▶ **Work instruction**:
Work through the data below and copy out every line where "user" is found.

▶ **Task material**:
PR #921, opened 2020-10-05
feat : add pagination plugin

### LINKED ISSUE #521: [NG] Add pagination plugin
**Desired Behavior**
Add and configure [gatsby plugin for pagination](https://www.gatsbyjs.org/packages/gatsby-awesome-pagination/) in[ layer5-ng](https://github.com/layer5io/layer5/tree/layer5-ng). Related to #481

Tanuj22:
**Description**

This PR fixes #521

**Notes for Reviewers**

### DIFF
--- a/gatsby-node.js
+++ b/gatsby-node.js
@@ -7,23 +7,23 @@
 
 const path = require(`path`);
 const slugify = require("./src/utils/slugify");
+const { paginate } = require("gatsby-awesome-pagination");
 
-// You can delete this file if you're not using it
 // Replacing '/' would result in empty string which is invalid
-const replacePath = path => (path === `/` ? path : path.replace(/\/$/, ``))
+const replacePath = path => (path === `/` ? path : path.replace(/\/$/, ``));
 // Implement the Gatsby API “onCreatePage”. This is
 // called after every page is created.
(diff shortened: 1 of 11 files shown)


gatsby-node.js
```diff
@@ -124,6 +127,14 @@ exports.createPages = async ({ actions, graphql, reporter }) => {
 
   const members = res.data.allMembers.nodes;
 
+  paginate({
+    createPage,
+    items: blogs,
+    itemsPerPage: 8,
+    pathPrefix: `/blog`,
+    component: blogViewTemplate
```
leecalcote, line 135: Will we need to update this code in the future to accommodate news, workshops, and other collections? If so, is there a way to make this less fragile?

Tanuj22: The paginate function would need to be called for each of the collections in that case

leecalcote: Ok, a centrally-controlled configuration to enable pagination on specific collections. This makes sense.

Tanuj22:
Added pagination for blogs and when filtered by tags. Things like jumping to a particular page, the last page, etc. can be done. I can come back to that later.

leecalcote (approved):

PR #992, opened 2020-10-21
redirection of event link to new tab

vinayaksh42:
Signed-off-by: Vinayak Sharma <vinayaksh42@gmail.com>

**Description**
redirection of event link to a new tab

### DIFF
--- a/src/components/EventCard/Card.style.js
+++ b/src/components/EventCard/Card.style.js
@@ -95,8 +95,8 @@ export const CardWrapper = styled.div`
     }
     .readmore-btn {
        color: rgba(0,0,0,0.35);
-       display: flex;
-       align-items: center;
+       align-items: right;
+       float: right;
        transition: all 0.3s linear;
        svg{
            margin-left: 0px;
--- a/src/components/EventCard/index.js
+++ b/src/components/EventCard/index.js
@@ -10,7 +10,7 @@ const Card = ({ frontmatter }) => {
         <CardWrapper fixed={!!frontmatter.abstract}>
             <div className="post-block">
                 <div className="post-thumb-block">
-                    <a className="anchor" href={frontmatter.eurl}>
+                    <a className="anchor" target="_blank" href={frontmatter.eurl}>
                         <Image
                             {...frontmatter.thumbnail}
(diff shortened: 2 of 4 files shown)


Nikhil-Ladha:
I guess, there is some security issues with using the target attribute directly....please check the details of the test failure and fix it accordingly, so that we can move ahead.

Nikhil-Ladha:
Also, sorry that I didn't check these things in the previous PR but two more changes need to be done
1. The top heading `Events` with the page path is not needed.
2. And, in the cards the `see more` button and the `icon` both perform the same thing, so better to remove the `see more` button in this page.

Nikhil-Ladha (changes requested):
^^

Nikhil-Ladha (changes requested):
- Fix warnings about unused imports in line:2
- The `Icon` to redirect the user to a different page should be on the same line as that of date.
- For the meetups, as we don't have a date field simply just remove the icon in that card.
- Change the heading `Events`, `Meetups` to use `<h1>` tags, and remove the margin, increase the padding.

vinayaksh42:
> * Fix warnings about unused imports in line:2
> * The `Icon` to redirect the user to a different page should be on the same line as that of the date.
> * For the meetups, as we don't have a date field simply just remove the icon in that card.
> * Change the heading `Events`, `Meetups` to use `<h1>` tags, and remove the margin, increase the padding.

The meetup card and the event card are utilizing the same card so to remove the date field for the meetup cards would mean to make a separate card component for them. Also in the meetup cards, anything related to dates is not visible

Nikhil-Ladha:
> The meetup card and the event card are utilizing the same card so to remove the date field for the meetup cards would mean to make a separate card component for them. Also in the meetup cards, anything related to dates is not visible

I didn't ask you to remove the date field. Simply, check if the date is there only then show the icon otherwise don't.

Nikhil-Ladha:
Also, while you do so change the top padding to 100px from 80px for the heading.

Nikhil-Ladha (approved):
Thank you @vinayaksh42 👍🏼

PR #1178, opened 2020-11-22
Updates on blog and workshops page on Layer5-ng

Jashpatel1:
Signed-off-by: Jashpatel1 <patel.5@iitj.ac.in>

**Description**

This PR makes updates on different pages on Layer5-ng.

**Notes for Reviewers**


src/components/Card/index.js
```diff
@@ -10,44 +10,44 @@ const Card = ({ frontmatter, fields }) => {
...
-                            see more <IoIosArrowRoundForward />
-                        </Link>
-                        {frontmatter.eurl && (
-                            <a className="readmore-btn" href={frontmatter.eurl}>
-                                <BiLinkExternal />
-                            </a>
-                        )}
+                    <div className="post-content-block">
+                        <h2 className="post-title">
+                            <Link className="anchor" to={fields.slug}>
```
Tanuj22, line 23: There is no need for a `Link` tag above these when it's present on the entire card. Do this for other places

src/components/Card/index.js
```diff
@@ -10,44 +10,44 @@ const Card = ({ frontmatter, fields }) => {
...
+                                {frontmatter.title}
+                            </Link>
+                        </h2>
+                        <div className="post-meta-block">
+                            {frontmatter.author && <span>By: {frontmatter.author}</span>}
+                            {frontmatter.date && (
+                                <>
+                                    <span className="divider">/</span>
```
Tanuj22, line 31: Remove divider as discussed. The date can then be left aligned

src/templates/blog.js
```diff
@@ -26,7 +26,7 @@ export const query = graphql`
                 id
                 frontmatter {
                     title
-                    date(formatString: "Do MMMM YYYY")
+                    date(formatString: "MMMM Do, YYYY")
```
Tanuj22, line 29: Do this for news and any other places dates are used

src/components/Card/index.js
```diff
@@ -10,44 +10,44 @@ const Card = ({ frontmatter, fields }) => {
...
-                            </a>
-                        )}
+                    <div className="post-content-block">
+                        <h2 className="post-title">
+                            <Link className="anchor" to={fields.slug}>
+                                {frontmatter.title}
+                            </Link>
+                        </h2>
+                        <div className="post-meta-block">
+                            {frontmatter.author && <span>By: {frontmatter.author}</span>}
```
Tanuj22, line 28: The `By` was supposed to be removed right?

Tanuj22 (changes requested):
The arrow animation on `see more` should occur as soon as we hover on the card now and not when we go near it

src/components/Card/index.js
Jashpatel1: It was discussed to have the entire card clickable.

src/components/Card/index.js
Jashpatel1: I didn't find it in the doc. I will do that if required.

src/components/Card/index.js
Tanuj22: So just put a link tag on the entire card instead of individual places

leecalcote:
You will want to double check on the blog post card in grid view, specifically the post date and the post author don’t seem to be on the same line (they are vertically misaligned).

leecalcote:
Nearest I can tell him I’m on the phone, the workshops card is much improved.

Nikhil-Ladha:
One thing, should we add something like `Read more` with a `down arrow` when the card is not expanded and then change it to just `^` arrow on expansion?
It would not be specially focused or designed button just like a text element or so?
For UX?

Jashpatel1:
@Nikhil-Ladha added the arrow

Nikhil-Ladha:
Why is the arrow pointed diagonally?
And also the text `Read more` is missing.

Jashpatel1:
> Why is the arrow pointed diagonally?
> And also the text `Read more` is missing.
> One more thing, why ae we adding a `Green` border on the top of each card in the workshops page?

I thought as the card is expanding in both directions, so a diagonal arrow.
I will add the text.
I don't know about the border part. Will look into it.

Nikhil-Ladha:
> I thought as the card is expanding in both directions, so a diagonal arrow.

Hmmm.....ypu are right at your point. But, not sure about this.
What do others have to say in this?
@Tanuj22 @leecalcote

Tanuj22:
> > I thought as the card is expanding in both directions, so a diagonal arrow.
> 
> Hmmm.....ypu are right at your point. But, not sure about this.
> What do others have to say in this?
> @Tanuj22 @leecalcote

It makes sense logically but it's feeling kind of out of place. I would go with the downward pointing arrow 😅

Nikhil-Ladha (approved):
Nice! :100:

Tanuj22 (approved):
😆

▶ **The answer**:
- The `Icon` to redirect the user to a different page should be on the same line as that of date.
> * The `Icon` to redirect the user to a different page should be on the same line as that of the date.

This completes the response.